Het geluid van de vuvuzela gaat door merg en been. Ik vind het vergelijkbaar met motoren waarvan de knalpot het geluid maakt van een opstijgend verkeersvliegtuig; auto’s die op een mooie zomerdag passeren met een keiharde beat uit de luidsprekers; kreunen tijdens een tenniswedstrijd; en mensen die hun hond niet aan de lijn houden. Het is een vorm van territoriumdrift.
Je moet er tenslotte ook niet aan denken dat er 60.000 Schotten met een doedelzak op de tribune zitten, 80.000 Spanjaarden met een gitaar, 40.000 Jamaicanen met een steel drum of 20.000 Zwitsers met een Alpenhoorn.
In Nederland waren afgelopen woensdag verkiezingen. Nog nooit was het politieke landschap zo versnipperd. De grootste partij kreeg zo’n 20 % van de stemmen. Dat is pas een ‘hung parliament’: er is nauwelijks een regering te vormen. Maar zowat elke partij vierde de uitslag als een enorme overwinning.
Bij de PVV van Geert Wilders, de uiterst rechtse politicus met het Mozarthaar, werden zelfs voetballiederen aangeheven. ‘Wilders bedankt, Wilders bedankt, Wilders, Wilders, Wilders bedankt!’ Ja, bedankt Geert, we staan er weer (oranje) gekleurd op in het buitenland. Vroeger kende de hele wereld Johan Cruijff, nu Geert Wilders.
We leven in een vuvuzela-democratie. Iedereen toetert door elkaar. Of probeert de ander te overstemmen.

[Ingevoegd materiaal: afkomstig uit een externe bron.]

PR #15396, opened 2025-09-18
docs(sentinel_one): Changes H1 for increasing SEO

szabosteve:
## Overview

This PR updates the page title to SentinelOne integration. Since this page is a child of the main SentinelOne page in the generated docs, using the same title for both negatively impacts SEO.

### DIFF
--- a/packages/sentinel_one/docs/README.md
+++ b/packages/sentinel_one/docs/README.md
@@ -1,4 +1,4 @@
-# SentinelOne
+# SentinelOne integration
 
 The [SentinelOne](https://www.sentinelone.com/) integration collects and parses data from SentinelOne REST APIs. This integration also offers the capability to perform response actions on SentinelOne hosts directly through the Elastic Security interface (introduced with v8.12.0). Additional configuration is required; for detailed guidance, refer to [documentation](https://www.elastic.co/guide/en/security/current/response-actions-config.html).
 


colleenmcginnis (commented):
@szabosteve  you'll need to follow this process for any docs updates:

1. Manually update the content in the Markdown file in the `packages/{package_name}/_dev/build/docs` directory (for example, [`packages/sentinel_one/_dev/build/docs/monitor.md`](https://github.com/elastic/integrations/blob/main/packages/sentinel_one/_dev/build/docs/monitor.md)). 
2. Add a new changelog entry to the `packages/{package_name}/changelog.yml` file (for example, [`packages/sentinel_one/changelog.yml`](https://github.com/elastic/integrations/blob/main/packages/sentinel_one/changelog.yml)). Docs-only updates should add a patch version, the `type` should be `enhancement`, and the `link` should be a link to this PR. 
3. Bump the `version` in the `packages/{package_name}/manifest.yml` file (for example, [`packages/sentinel_one/manifest.yml`](https://github.com/elastic/integrations/blob/main/packages/sentinel_one/manifest.yml)) to the new version you added to the changelog.
4. Install `elastic-package` ([docs](https://github.com/elastic/elastic-package?tab=readme-ov-file#getting-started)).
5. Change into the package directory `cd packages/{package_name}` (for example, `cd packages/sentinel_one`).
6. Run `elastic-package build`.
7. Commit both the manually and generated files.

chrisberkhout (commented):
> Since this page is a child of the main SentinelOne page in the generated docs

[This page](https://www.elastic.co/docs/reference/integrations/sentinelone-intro), right?

Rather than changing the title of the integration's README in a way that doesn't match the integration name and the way we do other integration names, I think it might be better to change the title of that parent page like this:

Screenshot From 2025-11-10 16-19-42 (Copy)

What do you think?

PR #41, opened 2022-04-27
Fix SwiftPackage parsing on swift 5.5 with tests

cobbal:


mstokercricut (approved):
Good tests. Better treatment of the package data structure is good too.

PR #50, opened 2022-05-20
Cobbal/critext wasm

cobbal:
Typescript is now able to export types for dependent modules as well


Sources/FishyJoesCore/Utilities.swift
```diff
@@ -35,3 +35,12 @@ extension Array {
         (self[safe: 0], self[safe: 1], self[safe: 2], self[safe: 3])
     }
 }
+
+extension Result where Failure == Never {
```
mstokercricut, line 39: This... seems like it should not need helping. Odd this case it not covered by the standard library when the failure type is known as Never at compile time...

mstokercricut (approved):

PR #51, opened 2022-05-26
Cobbal/sonarcloud

cobbal:
Adds coverage for swift/kotlin on integration, unit, and any other tests I could find.

Coverage not yet reported:
 - wasm (not supported)
 - js (coverage generated, but not reported because it's temporary files)


mstokercricut (approved):
Looks good. An example of data to be parsed in lcov-to-xml.sh might help the reader, though.

PR #62, opened 2022-06-28
Extract stdlib from jar on non-android linux

cobbal:


kotlin-runtime/src/main/kotlin/com/cricut/fishyjoes/runtime/LibraryLoader.kt
```diff
@@ -51,11 +50,14 @@ object LibraryLoader {
         } else {
             error("$libraryName unsupported OS: $osName")
         }
+        return extractLibraryFromJar(jarPath, "$prefix$libraryName.$ext")
+    }
 
+    private fun extractLibraryFromJar(jarPath: String, outFileName: String): File {
```
steelenelson: This method name is confusing to me when I read jarPath I think path to a jar but reading the code I think you mean path inside of the current jar?

steelenelson (approved):

PR #64, opened 2022-07-11
c hashtag

cobbal:
Things compile, but are still too broken to run.


Sources/FishyJoesCommonRuntime/Default.swift
```diff
@@ -0,0 +1,18 @@
+public protocol Default {
```
bscothern-Cricut: Should this be `Defaultable` instead of `Default`?

bscothern-Cricut (approved):
Looking good!

PR #65, opened 2022-07-22
More C#

cobbal:


Sources/FishyJoesCSharpRuntime/CSharpConverter.swift
```diff
@@ -59,676 +84,410 @@ extension VoidConverter: CSharpConverter {
...
+    public static func toCSharp(_ value: Self) throws -> Self { value }
+
+    public static func fromCSharp(object: csObject) throws -> Self {
+        try Env.check { exn in try Env.unwrap(valueMethod)(object, exn) }
+    }
+    public static func toCSharpObject(_ value: Self) throws -> csObject {
+        try Env.unwrap(constructor)(value)
+    }
+    static var valueMethod: ValueMethod?
+    static var constructor: Constructor?
```
bscothern-Cricut, line 346: Since this is pretty much the same for every time conforming to `PrimitiveCSharpConverter` should they become customization points instead?

Sources/FishyJoesCSharpRuntime/CSharpFunction.swift
```diff
@@ -0,0 +1,519 @@
...
+              let identifier = Env.typeIDsByID[typeID]
+        else {
+            fatalError("unregistered typeID \(name)")
+        }
+        SwiftFunctionImpl.constructors[identifier] = constructor
+        SwiftFunctionImpl.invoke6s[identifier] = invoke
+    }
+}
+
+// This code is really repetitive, but I'm not sure how it could be made better...
```
bscothern-Cricut, line 156: Outside of variadic generics or having stuff associated with the AnyFunction# stuff that changes what type `invoke` is to take a tuple and passing in arguments that way I don't know that there is much. We can do to cut down repetition. The tuple and invoke stuff gets messy, I know because I was just doing some experiments with that kind of stuff in a personal library that lakes you take a `(N...) -> R` and turn it into function that take tuples like `((N...)) -> R`.

bscothern-Cricut (approved):

Sources/FishyJoesCSharpRuntime/CSharpConverter.swift
cobbal: Compiler didn't like that solution for some reason. Had to copy/paste instead :(

PR #67, opened 2022-08-04
Fix all C# memory leaks (probably)

cobbal:
bump to dot net 6.0


mstokercricut (approved):
Those single-item structs make things *sooo* much nicer.

PR #69, opened 2022-08-11
Translate deprecations

cobbal:


mstokercricut (approved):
Looks good. This will be important for proper maintenance of our shared libs.

PR #82, opened 2022-11-21
Start of ARM support

bscothern-Cricut:
Now it just needs fat binaries created so they can be linked in and used


cobbal:
Incorporated into #84

PR #85, opened 2022-11-28
Allow use of qualified identifiers

cobbal:


dstoker-cricut (approved):
Looks good to me. Go for it (assuming the coverage failure isn't a problem)

PR #102, opened 2018-08-25
Putting functions into the appropriate modules

koreno:


koreno:
(This is where the code is consolidated; indeed some conflicts need to be resolved)

PR #103, opened 2018-08-28
`singleton_contextmanager` remove from cache on `__exit__`

idanarye:
This prevents the `singleton_contextmanager` from keeping it's arguments
alive (most importantly - `self` for methods) even after the
contextmanager has finished.

### DIFF
--- a/easypy/decorations.py
+++ b/easypy/decorations.py
@@ -73,34 +73,34 @@ def parametrizeable_decorator(deco):
 def singleton_contextmanager(func):
     from .caching import locking_cache
 
+    class CtxManager():
+        def __init__(self, *args, **kwargs):
+            self.args = args
+            self.kwargs = kwargs
+            self.count = 0
+            self.func_cm = contextmanager(func)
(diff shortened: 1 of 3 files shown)


easypy/decorations.py
```diff
@@ -73,34 +73,34 @@ def inner(func=None, **kwargs):
 def singleton_contextmanager(func):
     from .caching import locking_cache
 
+    class CtxManager():
```
idanarye: I moved it outside the `inner` class - not sure why was it even there in the first place.

Should it be moved to the global scope entirely?

koreno: perhaps... "ReentrantContextManager"?...
Does it have any justification on its own?

idanarye: The name of the class should follow the name of the function - so `SingletonContextManager`, and if we change the name later we'll change the name of the class as well.

As for justifications - I don't think one needs justifications to have a class in the global scope. This should be the default approach, and you need a special reason to declare a class inside a function.

PR #106, opened 2018-09-02
in our automation (bamboo/reggie) PersistentCaching is disabled due to some long forgotten bug,

koreno:
and we need this to get some caching going at least within the process ('_get_instance_types_meta', for example)

### DIFF
--- a/easypy/caching.py
+++ b/easypy/caching.py
@@ -141,12 +141,17 @@ class PersistentCache(object):
             ret = func(*args, **kwargs)
             self.set(key, ret)
             return ret
+
+        inner = timecache(expiration=self.expiration)(inner)
+        self._timecache_clear = inner.cache_clear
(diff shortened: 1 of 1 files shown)


easypy/caching.py
```diff
@@ -141,12 +141,17 @@ def inner(*args, **kwargs):
             ret = func(*args, **kwargs)
             self.set(key, ret)
             return ret
+
+        inner = timecache(expiration=self.expiration)(inner)
+        self._timecache_clear = inner.cache_clear
```
idanarye: Maybe I'm not following this correctly, but wouldn't this override `self._timecache_clear` to be the `cache_clear` of the _last_ returned cache? If the `PersistentCache` is called multiple times, `clear()` will only clear the cache of the last call?

PR #110, opened 2018-09-20
Prevent `timecache` from leaking when used with methods

idanarye:


idanarye:
Companion wekapp ticket: https://bitbucket.org/wekaio/wekapp/pull-requests/5647

PR #116, opened 2018-10-09
logging: support for suppressing and soloing logging to console per thread

koreno:
wanted this to suppress logging from bg thread while AppMenu is showing its UI

### DIFF
--- a/easypy/logging.py
+++ b/easypy/logging.py
@@ -10,7 +10,8 @@ import time
 import traceback
 from contextlib import ExitStack
 from functools import wraps, partial
-from itertools import cycle, chain, repeat
+from itertools import cycle, chain, repeat, count
+from collections import OrderedDict
 
 from easypy.colors import colorize_by_patterns as C, uncolorize
 from easypy.humanize import compact as _compact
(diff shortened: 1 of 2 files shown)


easypy/logging.py
```diff
@@ -126,6 +126,47 @@ def get_console_handler():
...
+    @classmethod
+    @contextmanager
+    def solo(cls):
+        try:
+            with cls.LOCK:
+                cls.SELECTED.append(threading.current_thread())
+            yield
+        finally:
+            with cls.LOCK:
+                cls.SELECTED.pop(-1)
```
idanarye: I'm not that familiar with the logging configuration, but is it safe to do something like this to a list shared between threads?

easypy/logging.py
```diff
@@ -126,6 +126,47 @@ def get_console_handler():
...
+
+    def filter(self, record):
+        selected = self.SELECTED[-1]
+        if selected:
```
idanarye: So this is why `SELECTED` is initialized to `[None]`? Wouldn't it be simpler to set it to `[]` and do this:
```python
try:
    selected = self.SELECTED[-1]
except IndexError:
    return not self.CONTEXT.silenced
else:
    return selected == threading.current_thread()
```

easypy/logging.py
```diff
@@ -126,6 +127,52 @@ def get_console_handler():
...
+        try:
+            with cls.LOCK:
+                idx = next(cls.IDX_GEN)
+                cls.SELECTED[idx] = threading.current_thread()
+            yield
+        finally:
+            cls.SELECTED.pop(idx)
+
+    def filter(self, record):
+        selected = self.SELECTED[self.SELECTED._OrderedDict__root.prev.key]  # hacky way for quickly getting to the last element
```
idanarye: This will not work in newer versions of Python (3.5+ I think). `next(reversed(self.SELECTED))` will get you the last key and is also _O(1)_ even in 3.4.

koreno: you don't say...

PR #136, opened 2018-12-04
signals: bug fix - make sure to invoke sync/async handlers in their r…

koreno:
…espective priority batch

### DIFF
--- a/easypy/signals.py
+++ b/easypy/signals.py
@@ -163,6 +163,10 @@ class Signal:
     def iter_handlers(self):
         return chain(*(self.handlers[k] for k in PRIORITIES))
 
+    def iter_handlers_by_priority(self):
+        for k in PRIORITIES:
+            yield separate(self.handlers[k], lambda h: h.async)
+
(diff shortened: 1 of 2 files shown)


easypy/signals.py
```diff
@@ -301,24 +314,15 @@ def run_handler(handler):
...
-                else:
-                    handlers.append(handler)
-            if async_handlers:
-                handlers_stack.enter_context(async_handlers.call(run_handler))
-            for handler in handlers:
-                res = run_handler(handler)
-                if res:
-                    handlers_stack.enter_context(res)
+            for async_handlers, synced_handlers in self.iter_handlers_by_priority():
+                async_handlers = MultiObject(filter(should_run, async_handlers))
```
idanarye: Why not just put the `filter` in `iter_handlers_by_priority`?
```python
def iter_handlers_by_priority(self):
    for k in PRIORITIES:
        yield separate(filter(should_run, self.handlers[k]), lambda h: h.async)
```

PR #139, opened 2018-12-09
Fix #138: reorganize multithreading init code

### LINKED ISSUE #138: Reorganize multithreading init code
`easypy.__init__` defines some methods and functions that are needed for some multithreading modules like `easypy.threadtree`, `easypy.concurrency` or `easypy.gevent`. We want to move these to their own module (their rightful place is `easypy.threadtree`, but putting them there would create import cycles) and leave `__init__.py` empty (later we will add a documentation of the whole package to there)

idanarye:


idanarye:
@koreno - can I merge this?

PR #143, opened 2019-01-02
collections: added 'takesome'

koreno:
This came up a bunch of times...

### DIFF
--- a/easypy/collections.py
+++ b/easypy/collections.py
@@ -852,6 +852,45 @@ def as_list(generator, sort_by=None):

En wie heeft de grootste toeter? Geert Wilders is de vuvuzela van de Nederlandse politiek.
Ondertussen kan ik enorm van voetbal genieten. Bij de opening van het WK klonk het lied Hope van de onlangs overleden Siphiwo Ntshebe. Schitterend. De opening duurde vooral niet te lang. Iedereen hoorde erbij, blank en zwart. En er was een dansende Desmond Tutu, zonder toeter. Er is altijd hoop.
Maar tijdens de wedstrijden zet ik het geluid van de tv af. Net zoals bij debatten in de Tweede Kamer als Geert Wilders aan het woord is. Dan zet ik de echte Mozart op. Ik ben gewoon een beetje toetermoe.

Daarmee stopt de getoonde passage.